Show all the lines in the data below that include the word "google".

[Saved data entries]
——————

PR #3672, opened 2026-02-20
refactor(Android, Tabs): Appearance refactor on Android

t0maboro:
## Description

This PR refines the Android tabs' appearance configuration into a more structured, explicit form.

The goal of this change is to:

- Align the Android API more closely with the iOS implementation
- Make appearance configuration more predictable

The appearance configuration for Android tabs has been reorganized into clearly separated sections, describing different aspects of TabBar:

- backgroundColor
- itemRippleColor
- labelVisibilityMode
- itemColors (normal / selected / focused / disabled)
- activeIndicator
- typography
- badge

---

From now on, the appearance of the entire Android tab bar is determined by the currently active Screen, the same way it is handled on iOS. When the active Screen changes, the tab bar appearance updates accordingly.

---

While the API allows updating appearance dynamically, some properties can negatively affect layout when changed at runtime.

Changing these props dynamically may cause visual glitches:
- labelVisibilityMode
- activeIndicator.enabled
- typography props

For this reason, it is not recommended to change these properties at runtime. They should be treated as relatively stable configuration options.

Closes: https://github.com/software-mansion/react-native-screens-labs/issues/955

## Changes

- Renamed classes: AppearanceApplicator & AppearanceCoordinator are now less coupled with the Host component, as they depend on the selected Screen, either. Therefore, I decided to remove "Host" from the names of these classes.
- Diffing mechanism before applying tab bar appearance updates was added. This will prevent assigning the same values multiple times if a specific prop remains unchanged.
- ColorsStateLists were extended to support focused and disabled states - parity with UIAppearance states from UIKit.
- New TabsAppearanceModel was defined.
- Old way of passing all props as top-level props was replaced with passing appearance config object from JS. This is a breaking change. We'll add compatibility flag after the full refactor.
- All native prop "legacy" setters were replaced with the specific parser for Appearance object.
- Appearance configuration was moved from Host to Screen.

This PR unlocks some new behaviors, not sure if Before section is needed, as for Tab 1 & Tab 4 - the flow remains unchanged. For Tab2 & Tab3 - I'm adding new features for configuring TabBar appearance, which are covered in `After` video

### After

https://github.com/user-attachments/assets/e8d017bb-7861-4eac-a3ab-5d3668c689eb

## Test plan

Updated TestBottomTabs example to match the new API structure.

## Checklist

- [x] Ensured that CI passes

### DIFF
--- a/android/src/main/java/com/swmansion/rnscreens/gamma/tabs/appearance/TabsAppearanceApplicator.kt
+++ b/android/src/main/java/com/swmansion/rnscreens/gamma/tabs/appearance/TabsAppearanceApplicator.kt
@@ -2,8 +2,8 @@ package com.swmansion.rnscreens.gamma.tabs.appearance
 
 import android.annotation.SuppressLint
 import android.content.res.ColorStateList
-import android.graphics.drawable.StateListDrawable
 import android.graphics.Color
+import android.graphics.drawable.StateListDrawable
 import android.util.Log
 import android.util.TypedValue
 import android.view.MenuItem


src/components/tabs/TabsScreen.types.ts
```diff
@@ -75,6 +82,180 @@ export type TabsScreenOrientation =
...
+export interface BottomNavItemColorsAndroid {
+  /**
+   * Specifies the tab bar item colors when it's enabled and unselected.
+   *
+   * @platform android
+   */
+  normal?: ItemStateColorsAndroid;
+  /**
+   * Specifies the tab bar item colors when it's selected.
+   * Maps to Android `state_checked=true`.
```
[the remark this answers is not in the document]
t0maboro: https://github.com/software-mansion/react-native-screens/pull/3672/changes/86b2c4365df4d01fe6a31c2d4940d49ec134daec

src/fabric/tabs/TabsScreenNativeComponent.ts
```diff
@@ -53,6 +52,56 @@ export type Appearance = {
...
+
+export type BadgeAppearanceAndroid = {
+  textColor?: ProcessedColorValue | null;
+  backgroundColor?: ProcessedColorValue | null;
+};
+
+export type AppearanceAndroid = {
+  tabBarBackgroundColor?: ProcessedColorValue | null;
+  tabBarItemRippleColor?: ProcessedColorValue | null;
+  tabBarItemLabelVisibilityMode?: CT.WithDefault<
```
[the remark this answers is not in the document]
t0maboro: https://github.com/software-mansion/react-native-screens/pull/3672/changes/e8e84158773c6732fe1e0f3bac97cacfba4fb9e0

android/src/main/java/com/swmansion/rnscreens/gamma/tabs/TabsAppearanceApplicator.kt
```diff
@@ -0,0 +1,315 @@
...
+
+    private val lastBadgeValues = mutableMapOf<Int, String?>()
+    private val lastBadgeTextColors = mutableMapOf<Int, Int>()
+    private val lastBadgeBackgroundColors = mutableMapOf<Int, Int>()
+
+    private val states =
+        arrayOf(
+            intArrayOf(-android.R.attr.state_enabled), // disabled
+            intArrayOf(android.R.attr.state_focused), // focused
+            intArrayOf(android.R.attr.state_selected), // selected
```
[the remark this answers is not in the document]
t0maboro: https://github.com/software-mansion/react-native-screens/pull/3672/changes/76604f51fb4c3564604768f39410195c2fe1148b

android/src/main/java/com/swmansion/rnscreens/gamma/tabs/TabsAppearanceApplicator.kt
```diff
@@ -0,0 +1,315 @@
...
+            } as Int
+
+        // https://github.com/material-components/material-components-android/blob/master/docs/getting-started.md#non-transitive-r-classes-referencing-library-resources-programmatically
+        val newBadgeBackgroundColor =
+            badgeAppearance?.backgroundColor
+                ?: resolveColorAttr(androidx.appcompat.R.attr.colorError)
+        lastBadgeBackgroundColors[menuItemIndex] =
+            updatePropIfChanged(lastBadgeBackgroundColors[menuItemIndex], newBadgeBackgroundColor) {
+                badge.backgroundColor = newBadgeBackgroundColor
+            } as Int
```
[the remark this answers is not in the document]
t0maboro: https://github.com/software-mansion/react-native-screens/pull/3672/changes/dd2da07e42703610c22cfd0cb849cb5055dcd6e7

android/src/main/java/com/swmansion/rnscreens/gamma/tabs/TabsAppearanceApplicator.kt
```diff
@@ -0,0 +1,315 @@
...
+            }
+
+        // Styling
+        val newBadgeTextColor =
+            badgeAppearance?.textColor
+                ?: resolveColorAttr(com.google.android.material.R.attr.colorOnError)
+        lastBadgeTextColors[menuItemIndex] =
+            updatePropIfChanged(lastBadgeTextColors[menuItemIndex], newBadgeTextColor) {
+                badge.badgeTextColor = newBadgeTextColor
+            } as Int
```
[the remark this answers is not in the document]
t0maboro: https://github.com/software-mansion/react-native-screens/pull/3672/changes/dd2da07e42703610c22cfd0cb849cb5055dcd6e7

src/flags.ts
```diff
@@ -43,6 +43,13 @@ export const compatibilityFlags = {
    * is in use or not.
    */
   usesNewAndroidHeaderHeightImplementation: true,
+
+  /**
+   * In https://github.com/software-mansion/react-native-screens/pull/3672, we refactored
+   * appearance props for Tabs on Android. To allow backward compatibility,
+   * we expose a way to check whether the new implementation is in use or not.
+   */
+  usesRefactoredTabsAppearanceApiAndroid: true,
```
t0maboro: note: it should be coordinated with https://github.com/software-mansion/react-native-screens/pull/3633 and hidden behind a single compat. flag

src/components/tabs/TabsScreen.types.ts
```diff
@@ -75,6 +82,180 @@ export type TabsScreenOrientation =
...
+   *
+   * The supported values correspond to the official Material Components documentation:
+   * @see {@link https://github.com/material-components/material-components-android/blob/master/docs/components/BottomNavigation.md#making-navigation-bar-accessible|Material Components documentation}
+   *
+   * @default auto
+   *
+   * @platform android
+   */
+  labelVisibilityMode?: TabBarItemLabelVisibilityMode;
+
```
kligarski:
```suggestion
```

src/components/tabs/TabsScreen.types.ts
```diff
@@ -75,6 +82,180 @@ export type TabsScreenOrientation =
...
+  backgroundColor?: ColorValue;
+  /**
+   * @summary Specifies the text color of the badge.
+   *
+   * @platform android
+   */
+  textColor?: ColorValue;
+}
+
+export interface AndroidTabsAppearance {
```
kligarski: I'm not sure about the naming here, sometimes platform name is at the beginning, sometimes at the end (e.g. `AndroidTabsAppearance`, `BadgeAppearanceAndroid`). We should probably have a look at other names as well, like `TabsScreenAppearance` now without any platform information even if it's iOS-only but it might be for another PR and more related to splitting the component.

src/components/tabs/TabsScreen.types.ts
```diff
@@ -75,6 +82,180 @@ export type TabsScreenOrientation =
...
+  /**
+   * Specifies the tab bar item colors when it's selected.
+   * Maps to Android `state_selected=true`.
+   *
+   * @platform android
+   */
+  selected?: ItemStateColorsAndroid;
+  /**
+   * Specifies the tab bar item colors when it's focused.
+   * Maps to Android `state_focused=true` (Used mostly for Keyboard navigation).
```
kligarski:
```suggestion
   * Maps to Android `state_focused=true` (Used mostly for keyboard navigation).
```

src/components/tabs/TabsScreen.types.ts
```diff
@@ -75,6 +82,180 @@ export type TabsScreenOrientation =
...
+   *
+   * @platform android
+   */
+  focused?: ItemStateColorsAndroid;
+  /**
+   * Specifies the tab bar item colors when it's disabled.
```
kligarski: I'm not sure whether those descriptions are clear for other people (I know that the same applies to iOS). Maybe we should describe it in more detail that the colors apply to entire tab bar but currently selected tab decides about that?

src/components/tabs/TabsScreen.types.ts
```diff
@@ -75,6 +82,180 @@ export type TabsScreenOrientation =
...
+
+export interface TypographyAppearanceAndroid {
+  /**
+   * @summary Specifies the font family used for the title of each tab bar item.
+   *
+   * @platform android
+   */
+  fontFamily?: TextStyle['fontFamily'];
+  /**
+   * @summary Specifies the font size used for the title unselected tab bar items.
```
kligarski:
```suggestion
   * @summary Specifies the font size used for the title of unselected tab bar items.
```

src/components/tabs/TabsScreen.types.ts
```diff
@@ -417,17 +598,14 @@ export interface TabsScreenProps {
...
-   * @summary Specifies the color of the text in the badge.
+   * @summary Specifies the standard tab bar appearance.
    *
-   * @platform android
-   */
-  tabBarItemBadgeTextColor?: ColorValue;
-  /**
-   * @summary Specifies the background color of the badge.
+   * Allows to customize the appearance depending on the tab bar item state
+   * (normal, selected, focused, disabled). Configuration for the Bottom Navigation View.
```
kligarski: t"Configuration for the Bottom Navigation View." sounds a little bit random, maybe we should change it into a full sentence?

android/src/main/java/com/swmansion/rnscreens/gamma/tabs/appearance/TabsAppearanceApplicator.kt
```diff
@@ -0,0 +1,324 @@
...
+    ): IntArray {
+        if (oldValue == null || !oldValue.contentEquals(newValue)) {
+            updateFn(newValue)
+        }
+        return newValue
+    }
+
+    private fun resolveColorAttr(attr: Int): Int {
+        val typedValue = TypedValue()
+        context.theme.resolveAttribute(attr, typedValue, true)
```
kligarski: In theory, this function can return false - maybe we should throw an error in such case?

src/components/tabs/TabsScreen.types.ts
t0maboro: I'll only rename it here; changing iOS types to be more descriptive fits more to splitting components PR, so I'll keep that in mind in that follow-up PR.

src/components/tabs/TabsScreen.types.ts
t0maboro: https://github.com/software-mansion/react-native-screens/pull/3672/changes/9fbecd403cb3773e86a2d865a9d62b73e9cba031

src/components/tabs/TabsScreen.types.ts
t0maboro: https://github.com/software-mansion/react-native-screens/pull/3672/changes/13a738a4d03bb004431bea8c8d8c850469f0baec

src/components/tabs/TabsScreen.types.ts
t0maboro: https://github.com/software-mansion/react-native-screens/pull/3672/changes/85df7a26c3fd89f7c92a95661ff271b913babdef

src/components/tabs/TabsScreen.types.ts
t0maboro: https://github.com/software-mansion/react-native-screens/pull/3672/changes/4c0c7bcbe84b9f9e2f360acfcff762cf21d5d6f6

src/components/tabs/TabsScreen.types.ts
t0maboro: https://github.com/software-mansion/react-native-screens/pull/3672/changes/2447fb80de30063fad0e99b8b497417ab5a1a4d1

src/components/tabs/TabsScreen.types.ts
t0maboro: https://github.com/software-mansion/react-native-screens/pull/3672/changes/11d015247b4fbdf0d10e34b4487d7c2218a08029

android/src/main/java/com/swmansion/rnscreens/gamma/tabs/appearance/TabsAppearanceApplicator.kt
t0maboro: https://github.com/software-mansion/react-native-screens/pull/3672/changes/6ca7afb8060c55ccbc412ffdc8557e9071432b97

src/components/tabs/TabsScreen.types.ts
kligarski: That's great, thank you.

src/components/tabs/TabsScreen.types.ts
kligarski: `TabScreen` or `TabsScreen`? Or maybe `tab screen`?

t0maboro: https://github.com/software-mansion/react-native-screens/pull/3672/commits/721d19a95d81dce0695c3b1394dcb69283801234

android/src/main/java/com/swmansion/rnscreens/gamma/tabs/appearance/TabsAppearanceApplicator.kt
```diff
@@ -0,0 +1,351 @@
...
+    private var lastFontColors: IntArray? = null
+    private var lastIconColors: IntArray? = null
+    private var lastLabelVisibilityMode: Int? = null
+    private var lastRippleColor: Int? = null
+    private var lastActiveIndicatorColor: Int? = null
+    private var lastIsActiveIndicatorEnabled: Boolean? = null
+
+    private val lastBadgeValues = mutableMapOf<Int, String?>()
+    private val lastBadgeTextColors = mutableMapOf<Int, Int>()
+    private val lastBadgeBackgroundColors = mutableMapOf<Int, Int>()
```
kkafar, line 39: Haven't read through here, but my immediate impression is that this class should be completely stateless. 

Most of what you want to store here should be read directly from the component, instead of duplicating the state here.

I'll revisit this comment later if I find a reason for keeping this state.

android/src/main/java/com/swmansion/rnscreens/gamma/tabs/appearance/TabsAppearanceApplicator.kt
```diff
@@ -0,0 +1,351 @@
...
+import com.facebook.react.uimanager.PixelUtil
+import com.google.android.material.R
+import com.google.android.material.bottomnavigation.BottomNavigationView
+import com.google.android.material.navigation.NavigationBarView
+import com.swmansion.rnscreens.gamma.tabs.host.TabsHost
+import com.swmansion.rnscreens.gamma.tabs.screen.TabsScreen
+
+@SuppressLint("PrivateResource") // We want to use variables from material design for default values
+class TabsAppearanceApplicator(
+    private val context: ContextThemeWrapper,
```
kkafar, line 26: I believe that context retains the view, view retains `TabsAppearanceApplicator` and `TabsAppearanceApplicator` retains the context. Seems like a retain cycle to me. The `context` should be passed directly to the methods instead of being kept in the state.

android/src/main/java/com/swmansion/rnscreens/gamma/tabs/appearance/TabsAppearanceApplicator.kt
```diff
@@ -0,0 +1,351 @@
...
+    private inline fun <T> updatePropIfChanged(
+        oldValue: T,
+        newValue: T,
+        updateFn: (T) -> Unit,
+    ): T {
+        if (oldValue != newValue) {
+            updateFn(newValue)
+        }
+        return newValue
+    }
```
kkafar, line 58: If we move into "stateless" direction then this helper won't bring any value

android/src/main/java/com/swmansion/rnscreens/gamma/tabs/appearance/TabsAppearanceApplicator.kt
```diff
@@ -0,0 +1,351 @@
...
+    private inline fun updatePropsIfArrayChanged(
+        oldValue: IntArray?,
+        newValue: IntArray,
+        updateFn: (IntArray) -> Unit,
+    ): IntArray {
+        if (oldValue == null || !oldValue.contentEquals(newValue)) {
+            updateFn(newValue)
+        }
+        return newValue
+    }
```
kkafar, line 69: Similarly here

android/src/main/java/com/swmansion/rnscreens/gamma/tabs/appearance/TabsAppearanceApplicator.kt
```diff
@@ -0,0 +1,351 @@
...
+        val typedValue = TypedValue()
+        val resolved = context.theme.resolveAttribute(attr, typedValue, true)
+
+        if (!resolved) {
+            Log.w(TAG, "[RNScreens] Failed to resolve color attribute. Falling back to Color.TRANSPARENT.")
+            return defaultColor
+        }
+
+        return typedValue.data
+    }
```
kkafar, line 84: This seems like a nice candidate for general purpose utility function.

android/src/main/java/com/swmansion/rnscreens/gamma/tabs/appearance/TabsAppearanceApplicator.kt
```diff
@@ -0,0 +1,351 @@
...
+
+    fun updateSharedAppearance(tabsHost: TabsHost) {
+        val tabBarAppearance = tabsHost.currentFocusedTab.tabsScreen.appearance
+
+        updatePropIfChanged(bottomNavigationView.isVisible, !tabsHost.tabBarHidden) {
+            bottomNavigationView.isVisible = !tabsHost.tabBarHidden
+        }
```
kkafar, line 91: To my taste, this helper function here does not bring any value but only obfuscates the code. 

If we deicide to move into "stateless" approach, then I'd recommend removing this helper.

android/src/main/java/com/swmansion/rnscreens/gamma/tabs/appearance/TabsAppearanceApplicator.kt
```diff
@@ -0,0 +1,351 @@
...
+
+        val newBackgroundColor =
+            tabBarAppearance?.backgroundColor
+                ?: resolveColorAttr(R.attr.colorSurfaceContainer)
+        lastBackgroundColor =
+            updatePropIfChanged(lastBackgroundColor, newBackgroundColor) {
+                bottomNavigationView.setBackgroundColor(newBackgroundColor)
+            }
```
kkafar, line 99: okay, I see here why you might've wanted to keep the state. You can get the background colour though. There is even an extension function we created for this: `maybeBgColor` I believe.

android/src/main/java/com/swmansion/rnscreens/gamma/tabs/appearance/TabsAppearanceApplicator.kt
```diff
@@ -0,0 +1,351 @@
...
+
+        val fontNormalColor =
+            tabBarAppearance?.itemColors?.normal?.titleColor
+                ?: resolveColorAttr(R.attr.colorSecondary)
+
+        val newFontColors = intArrayOf(fontDisabledColor, fontSelectedColor, fontFocusedColor, fontNormalColor)
+        lastFontColors =
+            updatePropsIfArrayChanged(lastFontColors, newFontColors) {
+                bottomNavigationView.itemTextColor = ColorStateList(states, newFontColors)
+            }
```
kkafar, line 123: Okay, this might be a harder nut to crack, but I'll propose an alternative solution in the main review message.

android/src/main/java/com/swmansion/rnscreens/gamma/tabs/appearance/TabsAppearanceCoordinator.kt
```diff
@@ -1,44 +1,47 @@
...
     }
 
-    private fun updateMenuItems() {
+    private fun updateMenuItems(tabsHost: TabsHost) {
         if (bottomNavigationView.menu.size != tabsScreenFragments.size) {
             // Most likely first render or some tab has been removed. Let's nuke the menu (easiest option).
             bottomNavigationView.menu.clear()
         }
         tabsScreenFragments.forEachIndexed { index, fragment ->
+            val appearance = tabsHost.currentFocusedTab.tabsScreen.appearance
```
kkafar, line 31: I suggest to move this outside of the loop.

android/src/main/java/com/swmansion/rnscreens/gamma/tabs/appearance/TabsAppearanceModel.kt
```diff
@@ -0,0 +1,41 @@
+package com.swmansion.rnscreens.gamma.tabs.appearance
+
+internal data class AndroidTabsAppearance(
```
kkafar, line 3:
```suggestion
internal data class TabsAppearance(
```

I think we don't need to specify such prefix in Android-specific code. What do you think?

android/src/main/java/com/swmansion/rnscreens/gamma/tabs/screen/TabsScreenDelegate.kt
```diff
@@ -4,6 +4,8 @@ import android.content.res.Configuration
 import androidx.fragment.app.Fragment
 
 internal interface TabsScreenDelegate {
+    fun onAppearanceChanged(tabScreen: TabsScreen)
```
kkafar, line 7:
```suggestion
    fun onAppearanceChanged(tabsScreen: TabsScreen)
```

android/src/main/java/com/swmansion/rnscreens/gamma/tabs/screen/TabsScreenViewManager.kt
```diff
@@ -259,6 +253,118 @@ class TabsScreenViewManager :
...
+        }
+        val appearanceMap = if (value.type == ReadableType.Map) value.asMap() else null
+
+        if (appearanceMap == null) {
+            view.appearance = null
+            return
+        }
+
+        view.appearance = parseAndroidTabsAppearance(appearanceMap)
+    }
```
kkafar, line 273: Could you explain why you decided to use UnsafeMix & Dynamic instead of properly typed values?

apps/src/tests/issue-tests/TestBottomTabs/index.tsx
kkafar, line 1: I think we need dedicated "new style" single feature test for this, e.g. `test-selected-tab-determines-appearance` or something like that. 

This test is vastly overused.

src/components/tabs/TabsScreen.tsx
```diff
@@ -124,6 +132,9 @@ function TabsScreen(props: TabsScreenProps) {
       isFocused={isFocused}
       {...iconProps}
       standardAppearance={mapAppearanceToNativeProp(standardAppearance)}
+      standardAppearanceAndroid={mapAndroidAppearanceToNativeProp(
+        standardAppearanceAndroid,
+      )}
```
kkafar, line 137: Is this only temporary?

src/components/tabs/TabsScreen.tsx
```diff
@@ -163,6 +174,85 @@ function mapAppearanceToNativeProp(
   };
 }
 
+export function mapAndroidAppearanceToNativeProp(
```
kkafar, line 177: I don't see any usages of this function outside of this module. Why is it exported?

src/components/tabs/TabsScreen.tsx
```diff
@@ -163,6 +174,85 @@ function mapAppearanceToNativeProp(
...
+function mapBottomNavItemColorsAndroid(colors?: BottomNavItemColorsAndroid) {
+  if (!colors) return undefined;
+
+  return {
+    normal: mapItemStateColorsAndroid(colors.normal),
+    selected: mapItemStateColorsAndroid(colors.selected),
+    focused: mapItemStateColorsAndroid(colors.focused),
+    disabled: mapItemStateColorsAndroid(colors.disabled),
+  };
+}
```
kkafar, line 212: I want to avoid a mistake we made when merging code adding header items on iOS functionality. These are very similar functions we added there and they all lack one thing: properly typed return types. Please add them explicitly.

src/components/tabs/TabsScreen.types.ts
```diff
@@ -74,6 +81,183 @@ export type TabsScreenOrientation =
...
+}
+
+export interface BottomNavItemColorsAndroid {
+  /**
+   * Defines the colors for all tab bar items which are in their enabled, unselected and unfocused state.
+   * The color scheme is determined by the configuration of the currently selected tab.
+   *
+   * @platform android
+   */
+  normal?: ItemStateColorsAndroid;
```
kkafar, line 107: We need consistent nomenclature here. First type describes colors of `Item` in a particular state, where second one describes colors of `BottomNavItem`. This implies that `Item` and `BottomNavItem` are two separate entities.

kkafar: I'll try to come up with some suggestions later

t0maboro:
> First I want to say that this PR introduces an intermediary state between current state & what we want to achieve. I don't think we should land it in ints current shape. Let's first merge here other stacked PRs so that it is self-contained and it actually makes sense to land it on main.

I'll hold off on addressing comments here, as some of them will be outdated when we merge https://github.com/software-mansion/react-native-screens/pull/3683 & https://github.com/software-mansion/react-native-screens/pull/3684 into this PR

android/src/main/java/com/swmansion/rnscreens/gamma/tabs/screen/TabsScreenViewManager.kt
t0maboro: see the PR description for iOS Appearance, where we used UnsafeMixed either to workaround codegen issues: https://github.com/software-mansion/react-native-screens/pull/3078#:~:text=send%20apperance%20props%20via%20UnsafeMixed%20to%20avoid%20codegen%20issues%20(nested%20objects%20are%20set%20to%20null%2C%20no%20optionals)%20or%20having%20192%20props%20inside%20component%20(if%20we%20wanted%20to%20flatten%20the%20hierarchy)

t0maboro:
superseded by: https://github.com/software-mansion/react-native-screens/pull/3714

——————

Result of this task:
+                ?: resolveColorAttr(com.google.android.material.R.attr.colorOnError)
+import com.google.android.material.R
+import com.google.android.material.bottomnavigation.BottomNavigationView
+import com.google.android.material.navigation.NavigationBarView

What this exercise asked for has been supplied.